Issue #240, opened 2026-08-30
Acquire, transcribe, and index message media from bytes and shared recording URLs


salmonumbrella:
## The situation

Voice notes and shared recordings are message content, not decorative attachments. Msgvault can already identify or retain media from several sources, but each consumer should not have to build its own downloader, transcript store, Docling adapter, embedding jobs, and retrieval index.

The ownership boundary should match #176: the source application knows which message the media belongs to and whether that message is still visible; Docbank handles the media itself. For a local voice attachment, Docbank receives the exact bytes. For a Loom or Cap link, Docbank receives a protected provider reference and, when the content is publicly or explicitly authorized, resolves and downloads it. Docbank then extracts or transcribes it, retains normalized evidence, indexes it, and returns one stable identity plus coverage state to the caller.

## What works today, and why it is not enough

- The #176 stack gives Docbank sealed exact-byte processing, durable jobs, Docling renditions, normalized evidence, embeddings, source-fenced retrieval, and embedded/HTTP application boundaries.
- The pending Docling adapter accepts bounded supplied files through fixed routes. Docling also supports audio/video transcription, but Docbank does not yet expose media transcription as a first-class processing profile.
- The pending Gemini adapter can embed WAV, MP3, MP4, and MOV directly. That is useful for multimodal similarity, but it does not produce the plaintext transcript needed for exact phrase and lexical search.
- Docbank has no provider-neutral remote-media source, no Loom/Cap resolver, and no durable distinction between metadata-only, access-required, downloadable, unsupported, and failed acquisition.
- Loom has no open management API. Its oEmbed surface provides metadata, while downloads depend on the recording and viewer's permissions.
- Cap's Developer API covers videos owned by the calling app, not every received share link. Self-hosted Cap can live on an operator-defined origin and needs an explicitly scoped trust and credential boundary.

Without this layer, Msgvault would have to duplicate processing and provider acquisition logic that belongs in Docbank, and every later consumer would have to do the same again.

## Ask

Add one durable media-ingestion lane to Docbank for supplied attachment bytes and authorized shared-recording URLs. It should end in the existing rendition, evidence, embedding, and source-fenced retrieval system rather than creating a parallel transcript store.

### 1. Accept two source shapes

- **Supplied media:** accept an exact bounded byte stream plus filename, declared MIME type, source digest, caller-owned source identity, and visibility fence. Seal and inspect the bytes before choosing a processing profile. The caller remains the authority for the original message attachment.
[...]

PR #304, opened 2026-09-09
feat(document): index supplied audio with its provider transcript

rodboev:
Docbank can pass a caller-held transcript through the rendition contract for supplied WAV and MP3 bytes. The provider keys transcript lookup by the authorized audio digest and retains the provider transcript artifact.

The existing transcript builder now exposes its source-evidence step. The builder and provider call that shared implementation, so validation, artifact bytes, and checksums stay aligned. Existing media inspection, upload authorization, byte verification, and error classification remain the owners of those checks.

This package supplies transcript text. Remote recording acquisition, Loom and Cap resolution, speech recognition, and public ingestion and retrieval remain separate work under #240. The provider includes the caller's source binding in its descriptor identity, so each source gets a distinct runtime identity. The implementation builds on [PR #295](https://github.com/kenn-io/docbank/pull/295).

Refs #240


mariusvniekerk:
Seems like a LOT of code?

mariusvniekerk:
This also seems to change a hell of a lot of the documentation. Is that intentional?

rodboev:
Hmm should be 6 files, +714/-17, docs are only 8 lines. Need to switch the base branch, sec.

wesm:
looking

PR #306, opened 2026-09-09
feat(search): save named queries and highlight sets

### LINKED ISSUE #305: Save named queries and highlight definitions in the vault
## The situation

A client that reuses a search or a set of literal highlights needs somewhere durable to keep the definition.

## What works today, and why it is not enough

Clients can keep their own copies outside the vault, but those copies are not included in vault backups and have no shared revision check when edited.

## Ask

Add named query and highlight definitions with stable IDs, canonical payload identity, revision-checked changes, and backup/restore support. Keep execution and rendering separate, and preserve the existing audit mutation boundary.

salmonumbrella:
## What changed

- Save named queries and ordered literal highlight sets through the API. Definitions have stable IDs, canonical fingerprints, and revisions.
- Require the current revision when editing or deleting. Canonical no-op edits keep the existing revision, and saved definitions survive backup and restore.
- Keep saved definitions readable after audit is enabled. Changes return an explicit error because audited history does not support this mutation yet.

## Why

Clients currently have to keep reusable queries and highlight definitions outside the vault. Saving them with the document catalog gives clients one durable definition to share and protects edits from stale writes.

## Usage

Create a definition with `POST /api/v1/saved-queries`:

```json
{
  "name": "Invoices",
  "kind": "query",
  "payload": {"v": 1, "text": "invoice", "filters": {}}
}
```

List definitions with `GET /api/v1/saved-queries`. Read, edit, or delete one at `/api/v1/saved-queries/{id}`; send its `ETag` as `If-Match` for edits and deletes. Use `kind: "highlight_set"` with a payload of `{"v":1,"terms":[{"text":"invoice","color":"#ffff00"}]}` to save literal highlights.

This stores definitions only. Query execution and highlight rendering are separate work.

Closes #305

Current web search interface, captured from this branch with synthetic documents. Saved definitions are available through the API.

Web search with synthetic documents


wesm:
reviewing now

PR #309, opened 2026-09-10
feat(email): decode MIME into verified metadata

salmonumbrella:
Imported `.eml` files keep their original bytes while Docbank records verified MIME structure, decoded headers, and searchable text from the selected outer message body. API clients can read or request metadata at `/api/v1/versions/{version_id}/email` and download individual parts through the resulting generation.

Go's standard library handles addresses, encoded headers, and multipart parsing. Source metadata uses the same decoder. Generations record the source identity, Go parser version, and fixed resource limits so repeated decoding can reuse verified results. Exact raw headers and decoded part bytes remain available with size and digest evidence.

Only the selected outer body enters search. Headers, attachments, and nested forwarded messages stay outside that index. Email routes require the master API key and exclude browser sessions. Email derivatives participate in backup, restore, purge, and garbage collection.

Malformed part headers and multipart delimiter or preamble lines longer than 4 KiB produce a partial inventory with an explicit diagnostic. Original bytes and already inventoried parts remain readable. Attachment indexing and a browser email viewer remain outside this change.


wesm:
working

wesm:
looking again

wesm:
still working on this

PR #310, opened 2026-09-10
feat(web): manage saved queries and highlight sets

salmonumbrella:
Manage saved queries and reusable highlight sets from the web app's bookmark button. Create, edit, rename, and deliberately delete definitions using the saved-definition API from #306.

**PROBLEM**
The response should hold exactly the lines starting at the line with "Without this layer, Msgvault" and ending at the line with "PR #304, opened 2026-09-09", and no other line of the material above.

**ANSWER BOX**
Without this layer, Msgvault would have to duplicate processing and provider acquisition logic that belongs in Docbank, and every later consumer would have to do the same again.

## Ask

Add one durable media-ingestion lane to Docbank for supplied attachment bytes and authorized shared-recording URLs. It should end in the existing rendition, evidence, embedding, and source-fenced retrieval system rather than creating a parallel transcript store.

### 1. Accept two source shapes

- **Supplied media:** accept an exact bounded byte stream plus filename, declared MIME type, source digest, caller-owned source identity, and visibility fence. Seal and inspect the bytes before choosing a processing profile. The caller remains the authority for the original message attachment.
[...]

PR #304, opened 2026-09-09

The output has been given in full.